◆ EXERCISE PROMPT: Each of the records must appear again, exactly as it was written.

◆ MATERIAL TO PROCESS:
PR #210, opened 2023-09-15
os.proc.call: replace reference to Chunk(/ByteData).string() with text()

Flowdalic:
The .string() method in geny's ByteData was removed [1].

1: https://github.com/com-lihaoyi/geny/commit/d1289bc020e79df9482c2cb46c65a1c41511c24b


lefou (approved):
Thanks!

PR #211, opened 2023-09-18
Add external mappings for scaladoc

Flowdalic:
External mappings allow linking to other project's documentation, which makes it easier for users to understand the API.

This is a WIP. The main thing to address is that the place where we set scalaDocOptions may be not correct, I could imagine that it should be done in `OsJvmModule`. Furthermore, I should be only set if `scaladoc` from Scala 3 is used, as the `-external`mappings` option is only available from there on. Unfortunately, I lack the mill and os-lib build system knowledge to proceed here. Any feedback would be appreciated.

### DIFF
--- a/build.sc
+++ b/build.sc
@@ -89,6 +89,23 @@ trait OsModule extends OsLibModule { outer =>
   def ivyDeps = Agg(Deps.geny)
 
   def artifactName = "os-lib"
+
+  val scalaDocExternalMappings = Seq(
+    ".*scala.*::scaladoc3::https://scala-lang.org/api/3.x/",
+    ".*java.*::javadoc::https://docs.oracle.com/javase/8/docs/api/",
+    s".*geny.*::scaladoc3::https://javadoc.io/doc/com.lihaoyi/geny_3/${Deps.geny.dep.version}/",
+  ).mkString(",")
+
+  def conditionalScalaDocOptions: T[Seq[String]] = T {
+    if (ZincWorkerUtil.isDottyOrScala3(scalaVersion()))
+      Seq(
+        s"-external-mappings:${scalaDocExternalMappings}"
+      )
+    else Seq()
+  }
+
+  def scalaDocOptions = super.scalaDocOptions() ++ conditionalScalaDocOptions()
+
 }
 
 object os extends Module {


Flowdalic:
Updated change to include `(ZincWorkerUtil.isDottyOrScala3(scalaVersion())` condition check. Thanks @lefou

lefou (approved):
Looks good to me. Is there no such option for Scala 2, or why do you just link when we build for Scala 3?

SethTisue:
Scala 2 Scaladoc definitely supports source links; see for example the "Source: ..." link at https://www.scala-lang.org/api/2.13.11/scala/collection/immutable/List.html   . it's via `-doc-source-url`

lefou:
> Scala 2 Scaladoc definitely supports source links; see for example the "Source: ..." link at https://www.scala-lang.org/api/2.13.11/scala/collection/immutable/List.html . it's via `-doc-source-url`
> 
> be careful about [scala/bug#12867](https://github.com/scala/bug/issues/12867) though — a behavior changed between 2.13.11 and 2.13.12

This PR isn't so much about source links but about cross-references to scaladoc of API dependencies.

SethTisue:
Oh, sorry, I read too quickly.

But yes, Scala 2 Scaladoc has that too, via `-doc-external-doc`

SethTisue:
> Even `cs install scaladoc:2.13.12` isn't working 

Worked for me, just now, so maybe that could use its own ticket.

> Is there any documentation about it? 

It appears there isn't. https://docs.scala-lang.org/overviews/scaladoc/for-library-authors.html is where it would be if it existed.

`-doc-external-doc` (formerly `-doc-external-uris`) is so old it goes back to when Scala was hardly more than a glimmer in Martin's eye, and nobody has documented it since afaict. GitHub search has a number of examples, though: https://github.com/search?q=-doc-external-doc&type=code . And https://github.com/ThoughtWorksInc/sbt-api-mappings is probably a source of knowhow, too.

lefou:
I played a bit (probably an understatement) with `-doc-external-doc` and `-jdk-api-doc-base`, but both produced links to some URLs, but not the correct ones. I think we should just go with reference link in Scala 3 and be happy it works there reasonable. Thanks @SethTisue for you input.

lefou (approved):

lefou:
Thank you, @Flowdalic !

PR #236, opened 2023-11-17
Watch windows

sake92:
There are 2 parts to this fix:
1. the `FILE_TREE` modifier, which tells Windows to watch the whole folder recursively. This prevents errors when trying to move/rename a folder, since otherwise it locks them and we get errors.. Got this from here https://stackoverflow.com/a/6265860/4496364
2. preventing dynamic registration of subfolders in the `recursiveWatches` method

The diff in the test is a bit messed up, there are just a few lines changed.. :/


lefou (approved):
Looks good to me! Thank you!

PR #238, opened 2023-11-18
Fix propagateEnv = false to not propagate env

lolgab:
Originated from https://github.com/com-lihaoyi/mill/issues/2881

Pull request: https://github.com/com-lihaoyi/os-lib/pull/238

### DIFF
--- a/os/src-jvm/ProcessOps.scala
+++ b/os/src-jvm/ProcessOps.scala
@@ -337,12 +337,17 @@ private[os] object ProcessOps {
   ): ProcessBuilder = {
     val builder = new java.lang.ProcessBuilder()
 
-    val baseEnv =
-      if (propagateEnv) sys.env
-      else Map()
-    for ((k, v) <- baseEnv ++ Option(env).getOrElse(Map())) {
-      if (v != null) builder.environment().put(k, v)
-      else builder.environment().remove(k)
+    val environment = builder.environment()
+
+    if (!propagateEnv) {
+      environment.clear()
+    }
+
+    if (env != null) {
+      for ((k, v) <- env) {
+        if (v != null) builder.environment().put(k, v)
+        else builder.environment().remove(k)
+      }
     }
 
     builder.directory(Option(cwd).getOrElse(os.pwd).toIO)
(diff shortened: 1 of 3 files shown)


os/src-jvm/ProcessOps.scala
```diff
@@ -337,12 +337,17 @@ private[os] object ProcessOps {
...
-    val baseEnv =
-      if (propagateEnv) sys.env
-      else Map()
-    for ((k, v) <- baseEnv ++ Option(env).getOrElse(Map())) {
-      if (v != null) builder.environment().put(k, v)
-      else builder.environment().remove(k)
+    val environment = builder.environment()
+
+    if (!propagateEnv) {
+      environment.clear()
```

◆ RESPONSE:
PR #210, opened 2023-09-15
os.proc.call: replace reference to Chunk(/ByteData).string() with text()

Flowdalic:
The .string() method in geny's ByteData was removed [1].

1: https://github.com/com-lihaoyi/geny/commit/d1289bc020e79df9482c2cb46c65a1c41511c24b


lefou (approved):
Thanks!

PR #211, opened 2023-09-18
Add external mappings for scaladoc

Flowdalic:
External mappings allow linking to other project's documentation, which makes it easier for users to understand the API.

This is a WIP. The main thing to address is that the place where we set scalaDocOptions may be not correct, I could imagine that it should be done in `OsJvmModule`. Furthermore, I should be only set if `scaladoc` from Scala 3 is used, as the `-external`mappings` option is only available from there on. Unfortunately, I lack the mill and os-lib build system knowledge to proceed here. Any feedback would be appreciated.

### DIFF
--- a/build.sc
+++ b/build.sc
@@ -89,6 +89,23 @@ trait OsModule extends OsLibModule { outer =>
   def ivyDeps = Agg(Deps.geny)
 
   def artifactName = "os-lib"
+
+  val scalaDocExternalMappings = Seq(
+    ".*scala.*::scaladoc3::https://scala-lang.org/api/3.x/",
+    ".*java.*::javadoc::https://docs.oracle.com/javase/8/docs/api/",
+    s".*geny.*::scaladoc3::https://javadoc.io/doc/com.lihaoyi/geny_3/${Deps.geny.dep.version}/",
+  ).mkString(",")
+
+  def conditionalScalaDocOptions: T[Seq[String]] = T {
+    if (ZincWorkerUtil.isDottyOrScala3(scalaVersion()))
+      Seq(
+        s"-external-mappings:${scalaDocExternalMappings}"
+      )
+    else Seq()
+  }
+
+  def scalaDocOptions = super.scalaDocOptions() ++ conditionalScalaDocOptions()
+
 }
 
 object os extends Module {


Flowdalic:
Updated change to include `(ZincWorkerUtil.isDottyOrScala3(scalaVersion())` condition check. Thanks @lefou

lefou (approved):
Looks good to me. Is there no such option for Scala 2, or why do you just link when we build for Scala 3?

SethTisue:
Scala 2 Scaladoc definitely supports source links; see for example the "Source: ..." link at https://www.scala-lang.org/api/2.13.11/scala/collection/immutable/List.html   . it's via `-doc-source-url`

lefou:
> Scala 2 Scaladoc definitely supports source links; see for example the "Source: ..." link at https://www.scala-lang.org/api/2.13.11/scala/collection/immutable/List.html . it's via `-doc-source-url`
> 
> be careful about [scala/bug#12867](https://github.com/scala/bug/issues/12867) though — a behavior changed between 2.13.11 and 2.13.12

This PR isn't so much about source links but about cross-references to scaladoc of API dependencies.

SethTisue:
Oh, sorry, I read too quickly.

But yes, Scala 2 Scaladoc has that too, via `-doc-external-doc`

SethTisue:
> Even `cs install scaladoc:2.13.12` isn't working 

Worked for me, just now, so maybe that could use its own ticket.

> Is there any documentation about it? 

It appears there isn't. https://docs.scala-lang.org/overviews/scaladoc/for-library-authors.html is where it would be if it existed.

`-doc-external-doc` (formerly `-doc-external-uris`) is so old it goes back to when Scala was hardly more than a glimmer in Martin's eye, and nobody has documented it since afaict. GitHub search has a number of examples, though: https://github.com/search?q=-doc-external-doc&type=code . And https://github.com/ThoughtWorksInc/sbt-api-mappings is probably a source of knowhow, too.

lefou:
I played a bit (probably an understatement) with `-doc-external-doc` and `-jdk-api-doc-base`, but both produced links to some URLs, but not the correct ones. I think we should just go with reference link in Scala 3 and be happy it works there reasonable. Thanks @SethTisue for you input.

lefou (approved):

lefou:
Thank you, @Flowdalic !

PR #236, opened 2023-11-17
Watch windows

sake92:
There are 2 parts to this fix:
1. the `FILE_TREE` modifier, which tells Windows to watch the whole folder recursively. This prevents errors when trying to move/rename a folder, since otherwise it locks them and we get errors.. Got this from here https://stackoverflow.com/a/6265860/4496364
2. preventing dynamic registration of subfolders in the `recursiveWatches` method

The diff in the test is a bit messed up, there are just a few lines changed.. :/


lefou (approved):
Looks good to me! Thank you!

PR #238, opened 2023-11-18
Fix propagateEnv = false to not propagate env

lolgab:
Originated from https://github.com/com-lihaoyi/mill/issues/2881

Pull request: https://github.com/com-lihaoyi/os-lib/pull/238

### DIFF
--- a/os/src-jvm/ProcessOps.scala
+++ b/os/src-jvm/ProcessOps.scala
@@ -337,12 +337,17 @@ private[os] object ProcessOps {
   ): ProcessBuilder = {
     val builder = new java.lang.ProcessBuilder()
 
-    val baseEnv =
-      if (propagateEnv) sys.env
-      else Map()
-    for ((k, v) <- baseEnv ++ Option(env).getOrElse(Map())) {
-      if (v != null) builder.environment().put(k, v)
-      else builder.environment().remove(k)
+    val environment = builder.environment()
+
+    if (!propagateEnv) {
+      environment.clear()
+    }
+
+    if (env != null) {
+      for ((k, v) <- env) {
+        if (v != null) builder.environment().put(k, v)
+        else builder.environment().remove(k)
+      }
     }
 
     builder.directory(Option(cwd).getOrElse(os.pwd).toIO)
(diff shortened: 1 of 3 files shown)


os/src-jvm/ProcessOps.scala
```diff
@@ -337,12 +337,17 @@ private[os] object ProcessOps {
...
-    val baseEnv =
-      if (propagateEnv) sys.env
-      else Map()
-    for ((k, v) <- baseEnv ++ Option(env).getOrElse(Map())) {
-      if (v != null) builder.environment().put(k, v)
-      else builder.environment().remove(k)
+    val environment = builder.environment()
+
+    if (!propagateEnv) {
+      environment.clear()
```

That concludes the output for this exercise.